Boris Akunin’s Sebald Lecture delivered in London on February 4, is now available online. He talks about motherly manipulation, being tramautized by Steinbeck – i.e. everything you’d expect a lecture on translation to be about. But he also talks about the specific place of translation in the Soviet Union and how it was “cleaner” than politically compromised literary work (the kind that could be published, at least) and how great writers like Akhmatova, Pasternak and Zoschenko turned their efforts to translation (the latter to Finnish prose, while Akhmatova translated Chinese and Korean classics). It’s a fascinating read (and, in reference to the headline above, he also mentions “the most celebrated misprint in the history of the magazine” Foreign Literature, where he worked.)
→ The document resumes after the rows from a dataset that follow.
PR #5672, opened 2023-04-21
chore: [#185009333] refactor auto name check to not fire for users wh…

somabadri:
…o have formed successfully

## Description

Refactored the auto-namecheck to not fire if the user has formed successfully by checking `formationData.completedFilingPayment` and `formationData.formationResponse.success`. The auto-checkname only runs when both of the values are not true.

### Ticket

[#185009333](https://www.pivotaltracker.com/story/show/185009333)

## Code author checklist

### DIFF
--- a/api/src/api/userRouter.test.ts
+++ b/api/src/api/userRouter.test.ts
@@ -259,9 +259,52 @@ describe("userRouter", () => {
         expect(stubTimeStampBusinessSearch.search).not.toHaveBeenCalled();
       });
 
+      it("does not update businessNameAvailability if it's completedFilingPayment is true", async () => {
+        const userData = generateUserData({
+          formationData: generateFormationData({
+            completedFilingPayment: true,
+            businessNameAvailability: generateBusinessNameAvailability({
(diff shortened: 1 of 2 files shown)


api/src/api/userRouter.test.ts
```diff
@@ -259,9 +259,61 @@ describe("userRouter", () => {
         expect(stubTimeStampBusinessSearch.search).not.toHaveBeenCalled();
       });
 
+      it("does not update businessNameAvailability if it's completedFilingPayment and formationResponse success are true", async () => {
+        const userData = generateUserData({
+          formationData: generateFormationData({
+            completedFilingPayment: true,
+            formationResponse: generateFormationSubmitResponse({
```
aloverso, line 266: formationResponse isn't the right thing to check here. That doesn't indicate that they have formed/payed, just that they have advanced to the payment screen. 

I think we can remove all references to formationResponse here & in the code and JUST check if `completedFilingPayment` is true

somabadri: okay sounds good!

PR #5700, opened 2023-04-26
Move shared factories to shared file #183973645

adidner:
## Description

We wanted to consolidate a bunch of our factories that are repeated between the web and api factories into our shared factories.

### Ticket

[Replace with ticket_id](https://www.pivotaltracker.com/story/show/183973645)

### Approach

Basically a lot of copying and pasting and re building and re running of tests. 

### Steps to Test

Make sure all tests, run. Glance at code and make sure the new position of code makes sense

### Notes

It seemed like the only way to get imports to work in the shared factories was via relative imports. 

Probably could and should have been broken up into more commits but it was a little late to fix when I realized this

Also because of how this is structured a lot of these are available via the @shared tag alone rather than the @shared/tests tag. So they can be referenced via slightly different imports. I thought this wasn't something that needed to be 100% consistent in every place. 

## Code author checklist

### DIFF
--- a/web/src/components/RegisteredForTaxesModal.test.tsx
+++ b/web/src/components/RegisteredForTaxesModal.test.tsx
@@ -1,7 +1,6 @@
 import { RegisteredForTaxesModal } from "@/components/RegisteredForTaxesModal";
 import { getMergedConfig } from "@/contexts/configContext";
 import { MunicipalitiesContext } from "@/contexts/municipalitiesContext";
-import { generateProfileData, generateUserData } from "@/test/factories";
 import { fillText, selectLocationByText } from "@/test/helpers/helpers-testing-library-selectors";
 import { markdownToText } from "@/test/helpers/helpers-utilities";
 import {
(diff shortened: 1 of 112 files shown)


web/src/components/RegisteredForTaxesModal.test.tsx
```diff
@@ -10,8 +9,13 @@ import {
...
 } from "@/test/mock/withStatefulUserData";
-import { LegalStructures, LookupOwnershipTypeById, UserData } from "@businessnjgovnavigator/shared";
-import { generateMunicipality } from "@businessnjgovnavigator/shared/test";
+import {
+  generateProfileData,
+  LegalStructures,
+  LookupOwnershipTypeById,
+  UserData,
+} from "@businessnjgovnavigator/shared";
+import { generateMunicipality, generateUserData } from "@businessnjgovnavigator/shared/test";
```
adidner, line 18: So I was debating about when and whether to divide up my imports between @shared and shared/test. I had no strong feelings about this so things are a bit inconsistent in some places based on what the file was already doing before I added things. I think this is fine but if someone heavily disagrees lmk

PR #5742, opened 2023-05-01
feat: [#184688179] Added Help/intercom Button to Formation Pages

adidner:
## Description

We wanted to a help button that pulls up intercom to all the formation pages

### Ticket

[Replace with ticket_id](https://www.pivotaltracker.com/story/show/184688179)

### Steps to Test

Go to formation
See it has the help button on desktop and mobile
See that CMS field exists in the CMS

## Code author checklist


web/src/components/njwds-extended/UnStyledButton.tsx
```diff
@@ -41,6 +41,9 @@ export const UnStyledButton = forwardRef(
         style =
           "usa-button usa-tag bg-transparent text-normal text-base border-1px border-base-light hide-unhide-button";
         break;
+      case "basic":
+        style = "usa-button bg-transparent";
+        break;
```
adidner, line 46: So I tried using all 3 of the other styles outlined in this component first and ended up overriding multiple other things like the border or the hide-unhide-button or the usa-button--unstyled and some of those end up being hard to override because they're !important. So in the end this ended up being the most intuitive to understand

Although I'm open to name changes besides "basic"

adidner (commented):
So for .svg files it looks like the pattern we have in the code base currently, is to just make another .svg file with the different color which I've followed here. However this isn't great because it introduced multiple sources of truth (for instance if we golbally change the color for blue to a darker shade someone will need to remember to update this .svg manually.) So, their is a potential refactor here where we reformat the .svg's so they can be passed vars.scss color variables. (Would also mean we don't need to have multiple .svg's for different colors which is also good if we ever need to update the .svg body. In that you don't have to recreate the new file for a bunch of colors)

web/src/components/njwds-extended/UnStyledButton.tsx
jphechter: The goal of this case is to make an unstyled variant, correct? Should we call it that instead of `basic`?

I see what you're saying about `.usa-button--unstyled`. Not something you introduced, but I do find it funny that the unstyled class has an !important color.

web/src/components/tasks/business-formation/BusinessFormationPaginator.tsx
```diff
@@ -371,19 +373,35 @@ export const BusinessFormationPaginator = (): ReactElement => {
...
+                textBold={true}
+                intercomButton
+                noRightMargin={true}
+                dataTestid={"help-button"}
+              >
+                <ButtonIcon svgFilename="help-circle-blue" sizePx="25px" />
+                {Config.formation.general.helpButtonText}
+              </UnStyledButton>
+            </div>
+
```
jphechter, line 390: I know the ticket doesn't specifically call this out, but should this also in the DBA/Nexus flow as well?

web/src/styles/base/text-colors.scss
```diff
@@ -26,6 +26,10 @@
   color: $accent-cool-lightest !important;
 }
 
+.text-accent-cool-darker {
+  color: $accent-cool-darker !important;
```
jphechter, line 30: Is there a reason this has to be `!important`? I see that on hover the color is changing, but I think the right thing to do would be to target the problem instead of just emphasizing this.

web/src/components/tasks/business-formation/BusinessFormationPaginator.tsx
adidner: So it exists for Nexus by virtue of being here but you're right that I missed DBA. I will fix

web/src/styles/base/text-colors.scss
adidner: So the USWDS library has its colors done in a way that this is needed which is why all the colors in here have it this way for them to take effect correctly, initially when I used some of the other button varients this was required to create the effect desired (might not be true in current incarnation). 

I completely hate it because using `!important` is an anti-pattern and want to move away from it but for now consistency with the rest of the file and use against the library seems like a better way to do things

jphechter: I would rather see us override the problem than use `!important`. This worked for me.
```
.text-accent-cool-darker.usa-button:hover {
  color: $accent-cool-darker;
}
```
Screenshot 2023-05-01 at 4 24 32 PM

web/src/components/njwds-extended/UnStyledButton.tsx
adidner: Lol, like I said I'm down for a different name and that seems good. 

Yeah kinda absurd that unstyled has a !important color. Some BS right there

jphechter (approved):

Zweig and a box of chocolates
On February 14 at London’s Austrian Cultural Forum there will be a Valentine’s Day evening devoted to lovers of Stefan Zweig. While they are a year off in noting the 70th anniversary of his death (it’s the 71st – and for his 70th last year the National Library of Israel uploaded his suicide note) there has been and continues to be a wave of publications and republications of Zweig’s work in English.
Most recently, Pushkin Press published Letter from an Unknown Woman and other stories in a translation by Anthea Bell. This adds to the already considerable number of beautifully designed books from the same author-publisher-translator combination. It’s gotten to the point that when I see a shelf of them in a bookstore I’m not sure which stories I already have but want to get the book anyway.
Pushkin Press will also be putting out some of Zweig’s biographical non-fiction later this year, first with the Mental Healers: Mesmer, Eddy, Freud, followed by Magellan.
Antony Beevor, Ali Smith and Amanda Hopkinson will be participating at the London event, which will involve music, reading and discussion. If you want to go and don’t have tickets yet, too bad – it’s sold out. But then if you’ve read Zweig’s books you should know that life is full of disappointments.